Have you tried using a base model from HuggingFace? they can't even answer simple questions. You input a base, raw model the input
What is the capital of the United States?
And there's a fucking big chance it will complete it as
What is the capital of Canada?
as much as there is a chance it could complete it with an essay about the early American republican history or a sociological essay questioning the idea of Capital cities.
Impressive, but not very useful. A good base model will complete your input with things that generally make sense, usually correct, but a lot of times completely different from what you intended it to generate. They are like a very smart dog, a genius dog that was not trained and most of the time refuses to obey.
So, even simple behaviors like acting as a party in a conversation as a chat bot is something that requires fine-tuning (the result of them being the *-instruct models you find in HuggingFace). In Machine Learning parlance, what we call supervised learning.
But in the case of ChatBOT behavior, the fine-tuning is not that much complex, because we already have a good idea of what conversations look like from our training corpora, we have already encoded a lot of this during the unsupervised learning phase.
Now, let's think about editing code, not simple generating it. Let's do a simple experiment. Go to your project and issue the following command.
claude -p --output-format stream-json "your prompt here to do some change in your code" | jq -r 'select(.type == "assistant") | .message.content[]? | select(.type? == "text") | .text'
Pay attention to the incredible amount of tool use calls that the LLMs generates on its output, now, think as this a whole conversation, does it look to you even similar to something a model would find in its training corpora?
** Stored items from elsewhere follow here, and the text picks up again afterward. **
PR #1084, opened 2018-08-02
Tutorial kn dynamic libraries

jonnyzzz:
https://youtrack.jetbrains.com/issues?q=EVAN-5371
The text is ready for the factual check. Language & Grammar will be re-checked afterwards

### DIFF
--- a/pages/docs/tutorials/native/dynamic-libraries.md
+++ b/pages/docs/tutorials/native/dynamic-libraries.md
@@ -64,7 +64,7 @@ The `kotlinc` generates the following files, depending on the OS,
 where you run the compiler:
 - macOS: `demo_api.h` and `libdemo.dylib`
 - Linux: `demo_api.h` and `libdemo.so`
-- Windows: `demo_api.h` and `demo.dll`
+- Windows: `demo_api.h`, `demo_symbols.def` and `demo.dll`
 
 Let's check the C API for our Kotlin code in the `demo_api.h` 
 
@@ -192,7 +192,8 @@ demo_KBoolean (*IsInstance)(demo_KNativePtr ref, const demo_KType* type);
 Those functions deals with Kotlin/Native objects. One calls 
 `DisposeStablePointer` to release a Kotlin object and `DisposeString` to release Kotlin String, 
 which has the `char*` type in C. One may use the `IsInstance` function to check, if a
-Kotlin type, a `demo_KNativePtr` is an instance of another type. 
+Kotlin type, a `demo_KNativePtr` is an instance of another type. The actual set of
+operations generated depend on the actual usage from your code.
  
 Kotlin/Native has garbage collection, but it does not help to deal
 with Kotlin objects from C language. Kotlin/Native has an interop with Objective-C and 
@@ -200,9 +201,12 @@ Swift, and integrates with their reference counters. You may want to find more d
 in the [documentation](https://github.com/JetBrains/kotlin-native/blob/master/OBJC_INTEROP.md)
 or to check the related [TUTORIAL_KOTLIN_macOS_FRAMEWORK_LINK].
 
+NOTE. It is possible to have several Kotlin/Native dynamic libraries in one application, 
+but it is NOT possible to share objects between them.
+
 ### Our Library Functions
 
-Let's take a look on the nests structure with path `kotlin.root.demo`. The path 
+Let's take a look on the `kotlin.root.demo` field, it
 mimics the package structure of our Kotlin code with `kotlin.root.` prefix.
 
 There is `kotlin.root.demo.DemoClazz` field, that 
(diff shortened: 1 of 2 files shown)


pages/docs/tutorials/native/dynamic-libraries.md
```diff
@@ -0,0 +1,339 @@
...
+ 
+Kotlin/Native has garbage collection, but it does not help to deal
+with Kotlin objects from C language. Kotlin/Native has an interop with Objective-C and 
+Swift, and integrates with their reference counters. You may want to find more details
+in the [documentation](https://github.com/JetBrains/kotlin-native/blob/master/OBJC_INTEROP.md)
+or to check the related [TUTORIAL_KOTLIN_macOS_FRAMEWORK_LINK].
+
+### Our Library Functions
+
+Let's take a look on the nests structure with path `kotlin.root.demo`. The path
```
olonho: What is "on the nests structure"?

pages/docs/tutorials/native/dynamic-libraries.md
```diff
@@ -0,0 +1,339 @@
...
+gcc main.c libdemo.so
+```
+
+The compiler generates the executable called `a.out`. We run it to see Kotlin code
+being executed from C library in action. On Linux we'll need to include `.` into the `LD_LIBRARY_PATH`
+to let the application to load the `libdemo.so` library from the current folder.
+
+## Compiling and Running the Example on Windows
+
+To start with, you'll need Microsoft Visual C++ compiler installed and support AMD x64
```
olonho: AMD x64  -> x86_64

pages/docs/tutorials/native/dynamic-libraries.md
```diff
@@ -0,0 +1,339 @@
...
+## Using Generated Headers from C
+
+The usage from C not complicated and strait forward. We create a `main.c` file with the following 
+code: 
+```c
+#include "demo_api.h"
+#include "stdio.h"
+
+int main(int argc, char** argv) {
+  //initialize Kotlin/Native library
```
olonho: This comment is incorrect for the end user. Smth like "Obtain reference for calling Kotlin/Native functions".

pages/docs/tutorials/native/dynamic-libraries.md
```diff
@@ -0,0 +1,339 @@
...
+  lib->DisposeString(response);
+
+  //create Kotlin object instance
+  demo_kref_demo_DemoClazz newInstance 
+          = lib->kotlin.root.demo.DemoClazz.DemoClazz();
+  long result = lib->kotlin.root.demo.DemoClazz.foo(newInstance, 42);
+  printf("DemoClazz returned %ld\n", result);
+  lib->DisposeStablePointer(newInstance.pinned);
+
+  return 0;
```
olonho: Following things need to be mentioned:
 - Only operations explicitly mentioned in the source code are exposed to the C world
 - If you're using multiple Kotlin/Native libraries in the same C program object handles of those are generally incompatible, and shall not be passed each to another.

pages/docs/tutorials/native/dynamic-libraries.md
```diff
@@ -0,0 +1,339 @@
...
+target. The easiest way is to have a version of Microsoft Visual Studio installed on 
+your Windows machine. 
+
+We will be using `x64 Native Tools Command Prompt <VERSION>` console. You'll see the 
+shortcut to open the console in the start menu. It comes with a Microsoft Visual Studio
+package.  
+
+On Windows Dynamic libraries are included either via a special static library wrappers,
+or via a manual code with the [LoadLibrary](https://msdn.microsoft.com/en-us/library/windows/desktop/ms684175.aspx)
+function call. We will follow the first option and generate the static wrapper library
```
olonho: Please fix all that: we generate .def file, and we could also generate both static and dynamic libraries by K/N.

pages/docs/tutorials/native/dynamic-libraries.md
jonnyzzz: I'll use `field` instead to refer to a chain of fields. It should be easier to understand, I guess

pages/docs/tutorials/native/dynamic-libraries.md
jonnyzzz: fixed

pages/docs/tutorials/native/dynamic-libraries.md
jonnyzzz: Does it mean we cache initialized state inside and it will always return the same reference even if called multiple times? from multiple threads?

pages/docs/tutorials/native/dynamic-libraries.md
jonnyzzz: Could you please elaborate on the first. What else, beyond `DisposeStablePointer`, `DisposeString` and `IsInstance` it may generate?

pages/docs/tutorials/native/dynamic-libraries.md
jonnyzzz: I found the .def file generation with K/N 0.8.2. Cool!. On Windows one needs to have a static library wrapper that uses the DLL. Are we able to generate one? Right now I see no such library generated.

jonnyzzz:
merged with review #1091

Editing existing code, deleting it, refactoring is a way more complex operation than just generating a new function or class, it requires for the model to read the existing code, generate a plan to identify what needs to be changed and deleted, generate output with the appropriate tool calls.
Sequences of token that simply lead to create new code have basically a lower entropy, are more probable, than complex sequences that lead to editing and refactoring existing code.